I am so lost on this question. Allow me to ask this step by step. Please directly answer yes or no. Thank you so much for your time!

Q1. in the picture above. I print out the input from the tester function. So, my understanding is, the shape here (6, 2) means, there are 6 (row) classes and 2 (col) samples. Yes or No ?

Q2. in the picture above, from the example of “tf.keras.metrics.categorical_crossentropy”. So, the y_true and y_pred are both (2,3), does this means: there 2 (row) samples, and 3 classes (col), Yes or No?

Q3, if Q1,Q2 are both Yes, I need to transpose the matrix in Q1 from (6, 2) into (2, 6), so that the function “tf.keras.metrics.categorical_crossentropy” could use, Yes or No ?

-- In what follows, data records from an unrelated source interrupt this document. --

PR #264, opened 2015-01-09
Adapter for ContentRegister

tommyp:
This commit adds an API adapter for content register. A way of seeing what content item sits at a certain base_path. This follows the example of the Content Store. 

I'm opening this before adding tests because I want to discuss with someone what I should be testing against this class and also what test_helpers I should be providing. 

I get that it makes sense to provide a test helper with the Content Store to stub a request and return some data with the `content_store_has_item` helper but I'm not sure what I should be doing with this. Should I provide a helper to return `n` of a certain format? Or should it provide similar functionality to `content_store_has_item` in that it should allow you to stub an array of Content Registrations?

### DIFF
--- a/lib/gds_api/content_register.rb
+++ b/lib/gds_api/content_register.rb
@@ -1,0 +1,15 @@
+require_relative 'base'
+require_relative 'exceptions'
+
+class GdsApi::ContentRegister < GdsApi::Base
+
+  def entries(format)
+    get_json!(entries_url(format))
+  end
+
+  private
+
+  def entries_url(format)
+    "#{endpoint}/entries?format=#{format}"
+  end
+end
--- a/lib/gds_api/helpers.rb
+++ b/lib/gds_api/helpers.rb
@@ -2,6 +2,7 @@ require 'gds_api/asset_manager'
 require 'gds_api/business_support_api'
 require 'gds_api/collections_api'
 require 'gds_api/content_api'
+require 'gds_api/content_register'
 require 'gds_api/content_store'
 require 'gds_api/fact_cave'
 require 'gds_api/imminence'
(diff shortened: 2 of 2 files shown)


lib/gds_api/content_register.rb
```diff
@@ -0,0 +1,19 @@
+require_relative 'base'
+require_relative 'exceptions'
+
+class GdsApi::ContentRegister < GdsApi::Base
+
+  def entries(format)
+    get_json(entries_url(format))
+  end
+
+  def entries!(format)
```
alext: I don't think we'd want both variants here.  For all other adapters that access an index endpoint we just have a non-bang method that calls `get_json!`.  It should be an exceptional case for the endpoint to return a 404.

tommyp: Amended the commit to remove `entries!` and use `get_json!`.

alext:
Looks good.

Re: test helpers, it's probably worth looking at the imminence ones.  The best thing to do would be to start writing the tests you want in the client application without helpers. It should pretty quickly become clear what test helpers you need.

tommyp:
Re: test helpers - So after some chat in emails it appears I don't actually even need to use the ContentRegister, so I won't need to write any tests for this. Feel free to merge if you're happy to have an adapter without test helpers. 

¯\\\_(ツ)_/¯

lib/gds_api/helpers.rb
```diff
@@ -31,6 +32,10 @@ def content_api(options = {})
       @content_api ||= GdsApi::ContentApi.new(Plek.current.find("contentapi"), options)
     end
 
+    def content_register(options = {})
+      @content_register ||= GdsApi::ContentApi.new(Plek.current.find("content-register"), options)
```
jamiecobbett: I think you meant to write `ContentRegister` not `ContentApi` here.

jamiecobbett:
I agree with @alext about test helpers - they're not essential, and I would generally add them when I've written one in an app that needs it.

lib/gds_api/helpers.rb
tommyp: Whoops. Totally did. Fixed.

elliotcm:
I'm merging this as we now need the adapter for the elections work.

I'll be adding test helpers as needed for the tickets I'm doing.

PR #271, opened 2015-02-12
Bump to 17.5.0

tommyp:
Major version bump to get `n` times for Publishing API test helpers.


alext:
To be pedantic, this is a minor bump.  A major bump would be from 17.4.0 to 18.0.0 (it's major.minor.patch).

PR #273, opened 2015-02-12
Fix gem publishing by building gem under ruby 2.1

alext:
A recent update at rubygems.org results in errors when pushing gems built under 1.9.3 - something related to YAML serialisation.

This also includes a change to run the tests under several ruby versions.


jamiecobbett:
Possible candidate for the suspected cause in rubygems.org: https://github.com/rubygems/rubygems.org/pull/867

PR #276, opened 2015-02-18
Remove base_path from Publishing API request bodies

jamiecobbett:
Publishing API currently ignores this field and is about to start rejecting it.
It uses the version in the request URL instead.

Separating out the content item helpers into Publishing API and Content Store
also makes sense as these formats are not the same - for example the "links"
supplied are an array of content IDs when sent to Publishing API, but are
expanded out when fetched from Content Store.

For more context see: https://github.com/alphagov/content-store/pull/104


jamiecobbett:
Closing to start over.

PR #281, opened 2015-03-02
Support API: adapters for fetching problem reports, orgs with problem reports

benilovj:
These are endpoints added in alphagov/support-api#32


benilovj:
closing this for now because there aren't any clients consuming this information and the API may be changing soon.

PR #282, opened 2015-03-04
Publishing API responses no longer include the entity

jamiecobbett:
This updates the test helpers to match.

See: https://github.com/alphagov/content-store/pull/107

@heathd and I checked every app that uses Publishing API and weren't able to find any uses of the response body, let alone the entity.


heathd:
looks good to me

PR #284, opened 2015-03-06
Omit base_path from publishing_api request bodies

jamiecobbett:
This field is deprecated, soon to be rejected.

I couldn't see a clean alternative to duplicating the implementation.

This should be a major version bump as the API for the test helpers has changed in an incompatible way.

### DIFF
--- a/lib/gds_api/test_helpers/content_item_helpers.rb
+++ b/lib/gds_api/test_helpers/content_item_helpers.rb
@@ -10,7 +10,8 @@ module GdsApi
           "format" => "guide",
           "need_ids" => ["100001"],
           "public_updated_at" => "2014-05-06T12:01:00+00:00",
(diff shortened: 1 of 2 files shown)


vinayvinay:
@jamiecobbett: i'd prefer we continue including `ContentItemHelpers`, so that future modifications to content item JSON schema remain easy to incorporate:

- `ContentItemHelpers#content_item_for_base_path` would not return a `base_path` in the hash,
- `GdsApi::TestHelpers::PublishingApi` would include that behaviour as is, and
- `GdsApi::TestHelpers::ContentStore` would override that method:
```
def content_item_for_base_path(base_path)
  super.merge({ base_path: base_path })
end
```

jamiecobbett:
@vinayvinay top idea! Rebased.

PR #309, opened 2015-05-22
Fix a bug in the organisations_list test helper

boffbowsh:
Response wasn't being converted to JSON before being used in the stub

Q4, assuming I do can calucate the loss function, so to find out the cost, I still need to sum, then average by number of sample, Yes or No ?

Thanks again for your time and help.

Why are you creating a duplicate thread?

Could you please take a look at my question? Thank you so much!

Hi sunson29,

Q1: Yes. Axis 0 stands for the number of rows, and axis 1 for the number of columns.
Q2: Yes. Tf expects the input with shape (number of examples, num_classes)
Q3: Yes, since our convention was shapes of (number of examples, num_classes)
Q4: If you mean summing for the samples and then dividing by the number of samples, then theoretically, yes. However, dividing by a constant simply scales your cost function, it does not add new information. I think the exercise expects you to omit the division.

Bests,
Tamas

oh, thank you!
For Q4, I also had question there. I already passed the assignment, but I don’t see the division there… actually.

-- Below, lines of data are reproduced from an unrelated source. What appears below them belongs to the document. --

PR #312, opened 2015-06-04
Rewrite Response#method_missing

jackscotti:
If called passing parameters and/or a block, the method returned a
'wrong number of arguments' error.

It is an unwanted behaviour and this PR removes it.

### DIFF
--- a/lib/gds_api/response.rb
+++ b/lib/gds_api/response.rb
@@ -74,8 +74,8 @@ module GdsApi
       @ostruct ||= self.class.build_ostruct_recursively(to_hash)
     end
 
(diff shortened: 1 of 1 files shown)


lib/gds_api/response.rb
```diff
@@ -2,6 +2,7 @@
 require 'ostruct'
 require 'forwardable'
 require 'rack/cache'
+require 'pry'
```
issyl0: Did you mean to leave this line in here?

jackscotti: No :/

PR #317, opened 2015-06-23
Pass on authenticated_user header in API requests

danielroseman:
In the draft stack, requests to frontends will contain an `X_GOVUK_AUTHENTICATED_USER` header containing the authenticated user ID from signon. This needs to be passed on to any requests to content-store via gds-api-adapters in order to enable access limiting.

This PR modifies the existing GovukRequestIdSniffer to store multiple headers and pass them on via the json client.

https://trello.com/c/cxG0gj4N


lib/gds_api/govuk_headers.rb
```diff
@@ -0,0 +1,14 @@
+module GdsApi
+  class GovukHeaders
+    class << self
+      def headers
+        Thread.current[:headers] ||= {}
+      end
+
+      def values
```
tekin: I don't think this method name adequately communicate what the method returns. Maybe the interface for this class would be more user-friendly if it was something like this:

```ruby
GdsApi::GovukHeaders.set_header(header_name, value) # sets the header header_name with value
GdsApi::GovukHeaders.headers # returns the headers that have been set
```

i.e. an explicit setter method for setting a given header rather than accessing the thread-local variable directly and a `headers` method that returns the cleaned up headers that have actual values.

lib/gds_api/govuk_headers.rb
```diff
@@ -0,0 +1,14 @@
...
+        headers.select {|k, v| !(v.nil? || v.empty?) }
```
tekin: This can be shortened to `headers.select { |k,v| v.present? }`

danielroseman: I think `present?` is a Rails-specific method, the adapters need to work for non-Rails apps too.

README.md
```diff
@@ -42,18 +55,9 @@ the form:
...
-We set a unique header at the cache level called `GOVUK-Request-Id`. In order
-to serve a user's request, if apps make API requests they should pass on this
-header, so that we can trace a request across the entire GOV.UK stack.
-
-`GdsApi::GovukRequestIdSniffer` middleware takes care of this. This gem contains
-a railtie that configures this middleware for Rails apps without extra effort.
-Other Rack-based apps should opt-in by adding this line to your `config.ru`:
-
-```use GdsApi::GovukRequestIdSniffer```
+In addition, the adapters can pass on a header containing the authenticated user
```
tekin: I think it would be worth expanding on this a bit - it could be made clearer that these are two similar but separate forms of authorisation. i.e. the `bearer_token` method of authorisation is generally used to identify applications' API users to other endpoints, e.g. signon sends a bearer token for its "Signonotron API Client" user when it makes auth-related callbacks to apps to authenticate that it can make these requests. It may be that the opening paragraph above needs to be rewritten slightly to make the distinction between app-level identification with a bearer_token, and individual user identification with `HTTP_X_GOVUK_AUTHENTICATED_USER`.

lib/gds_api/govuk_headers.rb
bradleywright: I would expect this to just return the values side of the key/value equation, not the full hash. You know, like Python.

lib/gds_api/railtie.rb
```diff
@@ -1,10 +1,15 @@
-require_relative 'middleware/govuk_request_id_sniffer'
+require_relative 'middleware/govuk_header_sniffer'
 
 module GdsApi
   class Railtie < Rails::Railtie
     initializer "gds_api.initialize_govuk_request_id_sniffer" do |app|
-      Rails.logger.info "Using middleware GdsApi::GovukRequestIdSniffer to sniff for GOVUK-Request-Id header"
-      app.middleware.use GdsApi::GovukRequestIdSniffer
+      Rails.logger.info "Using middleware GdsApi::GovukHeaderSniffer to sniff for GOVUK-Request-Id header"
+      app.middleware.use GdsApi::GovukHeaderSniffer, 'HTTP_GOVUK_REQUEST_ID', 'GOVUK-Request-Id'
```
tekin: I don't think the capitalisation is correct here. Shouldn't it be `Govuk-Request-Id`? Maybe it would be safer if the conversion of the Rack-specification-formatted header name (`HTTP_VARIABLE_NAME`) to the version that the API adapter sets  should happen in `GovukHeaderSniffer` instead of being passed in. Looking at the way headers were being [merged in `JsonClient`](https://github.com/alphagov/gds-api-adapters/pull/317/files#diff-36a775ddd5ecd0c84b6e434ce0b174a1L175) before, it looks like it could simply be converted into a symbolic key, e.g. `header_name.sub(/^HTTP_/, "").downcase.to_sym`.

lib/gds_api/govuk_headers.rb
tekin: Good point!

lib/gds_api/govuk_headers.rb
tekin: Also like [Ruby](http://ruby-doc.org/core-2.2.2/Hash.html#method-i-values)

README.md
tekin: I've tweaked my comment above slightly. The real distinction is that the `bearer_token` is used for gds-sso-based **authentication**, and the authenticated user header is used to identify an authenticated user so that the app is able to perform additional **authorisation** if required.

danielroseman:
Thanks for the comments. I've reworked the interface as suggested, and tweaked the readme to make the authentication/authorisation distinction more obvious.

lib/gds_api/middleware/govuk_header_sniffer.rb
```diff
@@ -0,0 +1,21 @@
...
+
+    def call(env)
+      GdsApi::GovukHeaders.set_header(readable_name, env[@header_name])
+      @app.call(env)
+    end
+
+    private
+
+    def readable_name
+      @header_name.sub(/^HTTP_/, "").gsub(/_/, "-").downcase.to_sym
```
tekin: Is the `gsub(/_/, "-")` call required? Doesn't the subsequent call to `downcase` make it redundant?

tekin: Oh, ignore me, I'm being dim...

tekin: Actually, maybe it is unwanted... We want `"HTTP_GOVUK_REQUEST_ID"` to be transformed to `:govuk_request_id`, no?

PR #293, opened 2019-07-08
Test pinning jupyter_client

SylvainCorlay:
To determine whether the test breakage was due to the 5.3.0 release.


jtpio:
I restarted one of the tests (random timeout), and they are now passing.

SylvainCorlay:
Thanks. We have investigated the issue with @JohanMabille  and `jupyter_client` 5.3 has some issues with the closing of the App. It should not impact voila's behavior so I don't think that we should merge this.

PR #294, opened 2019-07-09
Add instructions to install dependencies of example notebooks

mkcor:
Hello,

I made it clear that you need dependencies (as documented in `environment.yml`) to be able to run the demo notebooks (which live in `./notebooks/`).


mkcor:
Or maybe this should be merged with https://github.com/QuantStack/voila/blob/master/CONTRIBUTING.md#running-the-examples ...?

SylvainCorlay:
ignoring the test failure which is all due to the jupyter_client 5.3.0 catastrophy. Merging!

PR #295, opened 2019-07-09
Increase ulimit for testing

SylvainCorlay:
Should fix the tests on OS X.


SylvainCorlay:
@JohanMabille we need to investigate if jupyter_client 5.3.1 properly closes all sockets.

It is possible that the failure to close socket is the cause to the test failures on master.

Paul is busy right now. could you take a look as well?

As Paul commented, we accumulate the cost for the whole epoch and we divide by the number of samples in model(), line 78.

epoch_cost /= m

For the test:

assert (np.abs(result - (0.50722074 + 1.1133534) / 2.0) < 1e-7)

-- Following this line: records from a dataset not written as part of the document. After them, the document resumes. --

PR #298, opened 2019-07-11
Let exporter inherit from SlidesExporter to expose more resources

mkcor:
Hello,

With this change, we are paving the way for the reveal template. Without it, using the reveal template yields a 500 Internal Server Error.

Steps to reproduce:

* Copy directory `share/jupyter/voila/template/reveal` from https://github.com/QuantStack/voila/pull/54/files into `PREFIX/share/jupyter/voila/templates/`;
* Get `notebooks/rise_example.ipynb` from https://github.com/QuantStack/voila/pull/54/files and (from where the notebook lives) run
```
voila rise_example.ipynb --template=reveal
```

We now have
```py
ipdb> VoilaExporter.mro()                                                                                                                  
[<class 'voila.exporter.VoilaExporter'>, <class 'nbconvert.exporters.slides.SlidesExporter'>, <class 'nbconvert.exporters.html.HTMLExporter'>, <class 'nbconvert.exporters.templateexporter.TemplateExporter'>, <class 'nbconvert.exporters.exporter.Exporter'>, <class 'traitlets.config.configurable.LoggingConfigurable'>, <class 'traitlets.config.configurable.Configurable'>, <class 'traitlets.traitlets.HasTraits'>, <class 'traitlets.traitlets.HasDescriptors'>, <class 'object'>]
```
instead of
```py
ipdb> VoilaExporter.mro()                                                                                                                  
[<class 'voila.exporter.VoilaExporter'>, <class 'nbconvert.exporters.html.HTMLExporter'>, <class 'nbconvert.exporters.templateexporter.TemplateExporter'>, <class 'nbconvert.exporters.exporter.Exporter'>, <class 'traitlets.config.configurable.LoggingConfigurable'>, <class 'traitlets.config.configurable.Configurable'>, <class 'traitlets.traitlets.HasTraits'>, <class 'traitlets.traitlets.HasDescriptors'>, <class 'object'>]
```

/cc @maartenbreddels

PR #301, opened 2019-07-12
Passing custom resources to voila configuration

mkcor:
Hello,

This PR overwrites #298 (previously submitted). Example use:
```
voila reveal.ipynb --template=reveal --reveal_transition=fade
```
The config additions are almost copied-pasted from https://github.com/jupyter/nbconvert/blob/76061f8df164a742fc039b2574508bd8cf7d96a1/nbconvert/exporters/slides.py#L105-L130 -- should I add a comment about it?

/cc @maartenbreddels

### DIFF
--- a/voila/handler.py
+++ b/voila/handler.py
@@ -12,8 +12,6 @@ import tornado.web
 
 from jupyter_server.base.handlers import JupyterHandler
 
-from nbconvert.exporters.slides import prepare
-
 from .execute import executenb
 from .exporter import VoilaExporter
 
@@ -80,7 +78,7 @@ class VoilaHandler(JupyterHandler):
         resources.update(resources_reveal)
 
         # include potential extra resources
-        extra_resources = self.voila_configuration.extra_resources
+        extra_resources = self.voila_configuration.resources
         if extra_resources:
             for k in extra_resources.keys():
                 if k in resources.keys():
@@ -114,10 +112,6 @@ class VoilaHandler(JupyterHandler):
                 or not exporter.exclude_input                   # keep cell if input not excluded
             )
         result.cells = list(filter(filter_empty_code_cells, result.cells))
-
-        # add convenience metadata on cells for reveal template
-        if self.voila_configuration.template == 'reveal':
-            result = prepare(result)
 
         html, resources = exporter.from_notebook_node(result, resources=resources)
 
--- a/voila/handler.py
+++ b/voila/handler.py
@@ -6,25 +6,15 @@
 # The full license is in the file LICENSE, distributed with this software.  #
 #############################################################################
 
-import collections
 import os
 
 import tornado.web
 
 from jupyter_server.base.handlers import JupyterHandler
+from jupyter_server.config_manager import recursive_update
 
 from .execute import executenb
 from .exporter import VoilaExporter
-
-
-def update_nested_dict(d, u):
-    """Update (nested) dictionaries: update keys down to any depth."""
-    for k, v in u.items():
-        if isinstance(v, collections.Mapping):
-            d[k] = update_nested_dict(d.get(k, {}), v)
-        else:
-            d[k] = v
-    return d
 
 
 class VoilaHandler(JupyterHandler):
@@ -91,7 +81,7 @@ class VoilaHandler(JupyterHandler):
         # include potential extra resources
         extra_resources = self.voila_configuration.resources
         if extra_resources:
-            resources = update_nested_dict(resources, extra_resources)
+            recursive_update(resources, extra_resources)
 
         exporter = VoilaExporter(
             template_path=self.nbconvert_template_paths,
--- a/voila/handler.py
+++ b/voila/handler.py
@@ -6,6 +6,7 @@
 # The full license is in the file LICENSE, distributed with this software.  #
 #############################################################################
 
+import collections
 import os
 
 import tornado.web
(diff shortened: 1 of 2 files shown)


SylvainCorlay:
I like the idea of allowing to specify resources through the `VoilaConfiguration` object. An issue here is that this adds reveal-specific configurables to voila-core, which we cannot do for all possible templates.

Maybe a first way to do this would have the `VoilaConfiguration` have a `resources` `Dict` trait, which would not be reveal-specific. This may make setting options with the command line a bit difficult though.

mkcor:
@SylvainCorlay we are on the same wavelength... It's cumbersome to write JSON at the command line, but maybe great docs could make up for this inconvenience (I guess users will end up copying-pasting...).

Ok, so I'll implement the `Dict` trait.

SylvainCorlay:
I wonder if we could hack traitlets to have a `Bunch` syntax in the command line so that we can do

```
voila --foo.bar=baz
```

for any valid name `bar`.

mkcor:
Oh, I hadn't seen your comment about `Bunch` (which I hadn't heard of before). Please see 4144ed6.

I can see three additional improvements which would belong in this PR.

* Modularization (abstraction): replace this [if block](https://github.com/QuantStack/voila/pull/301/files#diff-da3df63b00696d9c775762da2f14fa41R84) by a function call, say `resources.dict_merge(extra_resources)` along the lines of these [suggestions](https://gist.github.com/angstwad/bf22d1822c38a92ec0a9); is it a good idea to start a `utils.py` submodule in voila?
* Validation: ideally we would want to check the validity of the values passed at the CLI and fall back on our defaults (when present) if a value isn't valid... 
* Instructions: I could add a "Coming soon!" subsection in the README to showcase that extra resources can be configured (even if the reveal template isn't published yet).

voila/handler.py
```diff
@@ -67,6 +67,32 @@ def get(self, path=None):
...
+                    if isinstance(extra_resources[k], dict):
+                        for kk in extra_resources[k].keys():
+                            # update or add depth-2 resources
+                            resources[k][kk] = extra_resources[k][kk]
+                        else:
+                            # update depth-1 (top-level) resources
+                            resources[k] = extra_resources[k]
+                else:
+                    # add depth-1 (top-level) resources
+                    resources[k] = extra_resources[k]
```
SylvainCorlay: Maybe we can do a sort of recursive extend.

From the SO answer here: 
https://stackoverflow.com/questions/3232943/update-value-of-a-nested-dictionary-of-varying-depth

Python 2

```python
import collections

def update(d, u):
    for k, v in u.iteritems():
        if isinstance(v, collections.Mapping):
            d[k] = update(d.get(k, {}), v)
        else:
            d[k] = v
    return d
```

Python 3:

```python
import collections

def update(d, u):
    for k, v in u.items():
        if isinstance(v, collections.Mapping):
            d[k] = update(d.get(k, {}), v)
        else:
            d[k] = v
    return d
```

SylvainCorlay:
This is looking good to me. I left an inline comment about the sort of recursive `dict.extend` that you are doing.

Small note: I rebased the PR on master and add a commit removing the `prepare` reveal-specific stage. Also, `extra_resources` is directly called `resources`.

voila/handler.py
mkcor: Thanks, @SylvainCorlay !

I have named this utility function `update_nested_dict()` to be more explicit and not to step on `dict.update()`'s toes. I guess we don't need to support Python 2... am I right?

SylvainCorlay:
This looks good to me.

@maartenbreddels let me know if you have any comment on this before I merge. I would like to have a release including this so that @mkcor can iterate on the reveal template work.

voila/handler.py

I am pretty sure your calculations are correct, and I don’t know why it takes the sum of twice the costs, then divides by 2. Maybe it has some historical reasons throughout the development of the notebook?
Btw, this was a little confusing for me as well, since the notebook did not accept my solution due to rounding errors, when instead of using “from_logits=True” I calculated explicitly “tf.keras.activations.softmax(logits)”.